Auch die Dynamik eines Fußballspiels ist diejenige eines nichtlinearen Systems. Hier kann nicht nur ein kleiner Faktor sich in seiner Wirkung potenzieren, sondern es kommt noch hinzu, daß sehr viele Faktoren wirken und miteinander interagieren, daß vor allem der Zufall eine große Rolle spielt.

Diese Faktoren, die jeweils die eine oder die andere Mannschaft begünstigen (und die sich im Tabellenstand ausdrücken, oder in den vorausgegangenen Erfolgen oder Mißerfolgen in einem Turnier), addieren sich nicht linear, sondern im Spiel entsteht eine Dynamik, in der kleine, in der oft auch zufällige Faktoren eine sehr große Wirkung entfalten können. Das Verhalten eines solchen Systems ist schwer zu prognostizieren.

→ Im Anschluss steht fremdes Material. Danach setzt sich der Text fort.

PR #281, opened 2019-03-27
Clearer tagging UI and Bugfix

### LINKED ISSUE #280: Clarify Tagging UI
The tagging system is confusing as it is. Proposed changes:

```yaml
Tags:
  Cluster:
      Tags:
          - a tag applied to all resources created by capo
  Server:
    Tags:
      - a tag applied to servers only
    Disable: false // Default:false; for systems that don't support nova 2.52
  Network:
    Tags:
      - a tag for networking resources only
```

@chrisgl, @flaper87: thoughts?

iamemilio:
1. Fix tagging bug introduced by egarcia
2. Allow cluster scoped, or machine specific tagging of resources

Fixes #280

**Special notes for your reviewer**: None

**Release note**: 

```release-note
NONE
```

### DIFF
--- a/cmd/clusterctl/examples/openstack/cluster.yaml
+++ b/cmd/clusterctl/examples/openstack/cluster.yaml
@@ -13,4 +13,6 @@ spec:
       value:
         apiVersion: "openstackproviderconfig/v1alpha1"
         kind: "OpenstackProviderSpec"
+        tags:
+          - a_cluster_wide_tag
 
--- a/cmd/clusterctl/examples/openstack/machines.yaml.template
+++ b/cmd/clusterctl/examples/openstack/machines.yaml.template
@@ -29,7 +29,7 @@ items:
           namespace: openstack-provider-system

In den Spielen dieses Turniers schien oft der Spielbeginn eine große Rolle zu spielen.

Gegen die Türkei war es zum Beispiel so, daß die deutsche Mannschaft in der ersten Viertelstunde "nicht zu ihrem Spiel fand" und danach verunsichert wirkte. Das mag zunächst an Zufällen gelegen haben - an ein paar Pässen, die nicht ankamen; Spielern, die zufällig ungünstig standen -, aber es wirkte auf die Spieler zurück und machte es wahrscheinlicher, daß sie erneut solche Fehler produzierten. Spieler, die eine schlechte Tagesform hatten, verunsicherten durch ihre Fehler die anderen.

So jedenfalls könnte es gewesen sein; so ähnlich wird es gewesen sein: Aus kleinen Ursachen werden große Wirkungen. Faktoren, die für sich selbst unbedeutend sind, können entscheidend werden, wenn sie sich in ihrer Wirkung gegenseitig verstärken. Das ist eben die Dynamik eines nichtlinearen Systems.

Die Folge ist Intransitivität. Hinge das Ergebnis eines Spiels allein von der "Papierform" ab, dann würde Transitivität herrschen: Wenn Mannschaft A die Mannschaft B schlägt und B die Mannschaft C, dann wird auch A die Mannschaft C schlagen. Wegen der Dynamik des nichtlinearen Systems gilt das aber halt nicht.

Leider nicht, aus der Sicht guter Mannschaften. Zum Glück nicht, aus der Sicht der im Rang weiter unten Stehenden und des Zuschauers, der seine Spannung haben möchte.

Habe ich jetzt etwas anderes gesagt als Sepp Herberger mit seinem unsterblicnen Satz "Der Ball ist rund"? Nein.